PR #1504, opened 2025-03-14
recover from stun only if stun damage is >0

### LINKED ISSUE #870: recover stun damage should not be an option if recovery tests value are 0
recover stun damage should not be an option if recovery tests value are 0

patrickmohrmann:
resolves #870

### DIFF
--- a/module/applications/global/prompt-factory.mjs
+++ b/module/applications/global/prompt-factory.mjs
@@ -163,7 +163,8 @@ class ActorPromptFactory extends PromptFactory {
       class:   "recovery default button-recovery",
       default: false
     } );
-    if ( this.document.system.characteristics.recoveryTestsResource.stunRecoveryAvailable && this.document.system.characteristics.health.damage.stun > 0 ) buttons.push( {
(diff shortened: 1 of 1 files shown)


module/applications/global/prompt-factory.mjs
```diff
@@ -163,7 +163,7 @@ class ActorPromptFactory extends PromptFactory {
       class:   "recovery default button-recovery",
       default: false
     } );
-    if ( this.document.system.characteristics.recoveryTestsResource.stunRecoveryAvailable ) buttons.push( {
+    if ( this.document.system.characteristics.recoveryTestsResource.stunRecoveryAvailable && this.document.system.characteristics.health.damage.stun > 0 ) buttons.push( {
```
ChristopherSD, line 166: line is too long. please split before the `&&` :)

ChristopherSD (changes requested):

module/applications/global/prompt-factory.mjs
patrickmohrmann: ok

ChristopherSD (approved):

PR #1505, opened 2025-03-14
fix wound calculation for strain

### LINKED ISSUE #972: Strain shall never cause a wound
**Describe the bug**
adding a high amount of strain to an ability and executing it. a wound is created if woundthreshold is below the strain. This shall not happen

patrickmohrmann:
resolves #972 

strain never causes a wound and therefore never causes knockdown

in addition, a wound from standard damage is created if the damage is **equal** or higher

### DIFF
--- a/module/documents/actor.mjs
+++ b/module/documents/actor.mjs
@@ -632,7 +632,7 @@ export default class ActorEd extends Actor {
 
     const updates = { [`system.characteristics.health.damage.${ damageType }`]: newDamage };
 
-    if ( damageTaken >= health.woundThreshold && options.isStrain !== true ) {
+    if ( damageTaken >= health.woundThreshold && !options.isStrain ) {
       switch ( damageType ) {
         case "standard":
           updates["system.characteristics.health.wounds"] = health.wounds + 1;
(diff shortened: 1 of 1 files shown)


module/documents/actor.mjs
```diff
@@ -632,7 +632,7 @@ export default class ActorEd extends Actor {
 
     const updates = { [`system.characteristics.health.damage.${ damageType }`]: newDamage };
 
-    if ( damageTaken > health.woundThreshold ) {
+    if ( damageTaken >= health.woundThreshold && options.isStrain !== true ) {
```
ChristopherSD, line 635: can be written as `&& !options.isStrain`

module/documents/actor.mjs
```diff
@@ -662,7 +662,7 @@ export default class ActorEd extends Actor {
       ChatMessage.create( messageData );
     }
 
-    const knockdownTest = !this.system.condition.knockedDown && damageTaken >= health.woundThreshold + 5;
+    const knockdownTest = !this.system.condition.knockedDown && damageTaken >= health.woundThreshold + 5 && options.isStrain !== true;
```
ChristopherSD, line 665: can be written as `&& !options.isStrain`

ChristopherSD (changes requested):

module/documents/actor.mjs
patrickmohrmann: done

module/documents/actor.mjs
patrickmohrmann: done

ChristopherSD (approved):

PR #279, opened 2016-12-12
iolog: Ignore re-add/re-open with replay_redirect

sitsofe:
The HOWTO entry for replay_redirect says:
"Replay_redirect causes all IOPS to be replayed onto
the single specified device regardless of the device it was
recorded from. i.e. replay_redirect=/dev/sdc would cause all
IO in the blktrace or iolog to be replayed onto /dev/sdc.
This means multiple devices will be replayed onto a single
device, if the trace contains multiple devices."

Unfortunately trying to replay the following iolog (saved as
redirtest.fiolog):
fio version 2 iolog
/dev/sdb add
/dev/sdc add
/dev/sdb open
/dev/sdc open
/dev/sdb read 0 512
/dev/sdc read 512 512
/dev/sdb close
/dev/sdc close

with an fio line like
fio --name=redirtest --replay_redirect=/dev/nullb0 --read_iolog=redirtest.fiolog
winds up hitting this assertion:
fio: ioengines.c:413: td_io_open_file: Assertion `!fio_file_open(f)' failed.
which occurs because after redirection is applied /dev/nullb0 is added and
opened twice.

Fix this by ignoring subsequent adds or opens for the same file during
iolog replay setup when replay_redirect is in effect.

### DIFF
--- a/iolog.c
+++ b/iolog.c
@@ -109,6 +109,11 @@ static int ipo_special(struct thread_data *td, struct io_piece *ipo)
 
 	switch (ipo->file_action) {
 	case FIO_LOG_OPEN_FILE:
+		if (td->o.replay_redirect && fio_file_open(f)) {
+			dprint(FD_FILE, "iolog: ignoring re-open of file %s\n",
+					f->file_name);
+			break;
+		}
 		ret = td_io_open_file(td, f);
 		if (!ret)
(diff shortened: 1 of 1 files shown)


axboe:
Thanks, applied!

PR #280, opened 2016-12-22
rbd: remove duplicate _fio_rbd_connect

liupan1111:
Signed-off-by: Pan Liu <pan.liu@istuary.com>

### DIFF
--- a/engines/rbd.c
+++ b/engines/rbd.c
@@ -36,6 +36,7 @@ struct rbd_data {
 	struct io_u **aio_events;
 	struct io_u **sort_events;
 	int fd; /* add for poll */
+	bool connected;
 };
 
 struct rbd_options {
@@ -110,6 +111,8 @@ static int _fio_setup_rbd_data(struct thread_data *td,
 	rbd = calloc(1, sizeof(struct rbd_data));
 	if (!rbd)
 		goto failed;
+
+	rbd->connected = false;
 
 	/* add for poll, init fd: -1 */
 	rbd->fd = -1;
@@ -529,6 +532,10 @@ failed:
 static int fio_rbd_init(struct thread_data *td)
 {
 	int r;
+	struct rbd_data *rbd = td->io_ops_data;
+	if (rbd->connected) {
+		return 0;
+	}
 
 	r = _fio_rbd_connect(td);
 	if (r) {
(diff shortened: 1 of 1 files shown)


axboe:
You'll have to explain this in more detail, what problem does the patch solve? On the simpler style side of things, don't do crazy casts. Setup local 'rbd' variable the places where you need to access it.

liupan1111:
Sorry for the confuse:
1) In fio_rbd_setup, it will call _fio_rbd_connect first, and call rbd_stat to get image size, and disconnect no matter get image successful or not. And call _fio_rbd_connect again, in fio_rbd_init.
    If client is already connect to cluster and get image size successful in fio_rbd_setup, we don't need to disconnect and connect again. For each connect operation, it will create nearly 20 work threads of librbd, and destroy them when disconnect.   When fio jobs are many, it is time consuming.

2) I will remove unreasonable casts, Thanks!

liupan1111:
@axboe removed casts, please take a look.

engines/rbd.c
```diff
@@ -529,6 +532,11 @@ static int fio_rbd_queue(struct thread_data *td, struct io_u *io_u)
 static int fio_rbd_init(struct thread_data *td)
 {
 	int r;
+	struct rbd_data *rbd;
+	rbd = (struct rbd_data*)(td->io_ops_data);
```
axboe: You don't have to cast it, it's a void pointer. Just do:

struct rbd_data *rbd = td->io_ops->data;

like everywhere else in the code.

engines/rbd.c
```diff
@@ -529,6 +532,11 @@ static int fio_rbd_queue(struct thread_data *td, struct io_u *io_u)
...
+	if(rbd && rbd->connected) {
```
axboe: Can 'rbd' ever be NULL here?

Also style - please follow the general style in the file. In this csae, space after the 'if'.

axboe:
Added some review comments.

engines/rbd.c
liupan1111: cool.. right

engines/rbd.c
liupan1111: seems impossible to be NULL. Add if(rbd &&...) just want to make code analysis tool clean. Do you prefer to remove this check？

liupan1111:
@axboe  modified as your suggestion. Thanks!

axboe:
I pulled this, but I still had to fix up some of your styling. No braces for single line if's, and always leave an empty line between variables and code.

Really, this goes for ANY project you want to contribute to. Follow the local style, it's important. It makes the code more easily readable and maintainable.

liupan1111:
er... yes, I'm so sorry always leaves you coding style issue...

PR #283, opened 2017-01-05
Add arm64 hardware assisted crc32c support

weixiaowilliam:
HW assisted crc32c get ~ x39.6 speedups on ARM Cortex-A57@2GHz

Auto-detect whether to use hw assisted crc32c.
If the hardware assisted crypto is available, always use it.
Otherwise, fallback to software.


axboe:
Awesome! Can we drop crc32c-arm64? The intel variant only exists because of history, crc32c should be use hardware assist, if available.

I'm going to pull this, but would be great if you could send a follow to fix up that part.

PR #285, opened 2017-01-17
Drop crc32c-arm64 option

weixiaowilliam:
Crc32c will use ARM64 hardware assist, if available.

Jira: ENTLLT-359
Change-Id: Ibdf88f14bd4669ed68a93078c43eb5c8412da543


axboe:
Pulled, thanks.

PR #288, opened 2017-01-20
ignore documentation output directory

termim:


axboe:
Will pull, thanks. Can we also ensure that make clean gets rid of any auto-generated content?

PR #282, opened 2016-12-26
Convert documentation to Sphinx

termim:
Please consider this conversion documentation files to Sphinx.
The result could be seen here: http://fio.readthedocs.io/en/sphinx-doc/

PR #290, opened 2017-01-20
doc: fix man page headings

sitsofe:
Sphinx skips over the top level heading when generating man page output
so add a top level heading for it to skip over and skip showing version
information.

### DIFF
--- a/doc/fio_man.rst
+++ b/doc/fio_man.rst
@@ -1,9 +1,7 @@
 :orphan:
 
-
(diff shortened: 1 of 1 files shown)


sitsofe:
This tries to address the issue mentioned in https://github.com/axboe/fio/pull/282#issuecomment-273975318 . https://github.com/axboe/fio/pull/291 also addresses the same problem .

PR #302, opened 2017-02-02
iolog replay_align fix

dylanfairchild:
The previous code was immediately returning on a positive alignment value, and accepting only alignment to zero.

I believe this should be doing the opposite.


sitsofe:
Gulp. As I'm the one who put the code in that introduced the error this fix looks necessary.

axboe:
yeah, that looks like an obviously correct fix. Applied.

Issue #298, opened 2017-01-31
testing a specific portion of file / device


celesteking:
It would be wonderful to have an option to specify the range of testing. Right now, I have to resort to DM in order to carve the blockdev into segments. 

`--size` works only for 0..$size, and it seems it's impossible to specify start offset.

axboe:
There's an --offset option too.

celesteking:
Yes, my bad, it indeed exists. Haven't read the manual -- it's way too long :)

axboe:
If only there existed a mechanism by which someone, who's reading a document, could search for specific phrases or words. Then you might have found it :-)

celesteking:
I actually did that, I searched for "range" and "portion". I stumbled upon `size`, and kept looking for more. It might worth adding a note to `size` option with reference to `offset` and vice versa.

axboe:
I'm mostly kidding, you used the phrase 'offset' in your issue here and that would have found it. I'm perfectly happy to apply patches to improve the documentation, so please do send that in.

PR #304, opened 2017-02-04
doc: minor HOWTO fixes

sitsofe:
- Add a note to to size/offset to see the other for constraining I/O to
  a range (requested in #298 ).
- Minor grammar and typo fixes.
- Update example fio ETA status to match what modern fio would likely
  display.
- Explain f= is open files and note that trim may be displayed.


axboe:
Pulled, thanks Sitsofe.

Issue #305, opened 2017-02-04
Runtime failure on macOS 10.11 when built using Xcode 8


JCount:
Building on macOS 10.11 using Xcode 8 completes without error, however there is a runtime error of:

Work to complete — For the entries above, state how many lines contain the word "redirtest". Provide the number by itself.

Output of the exercise — 2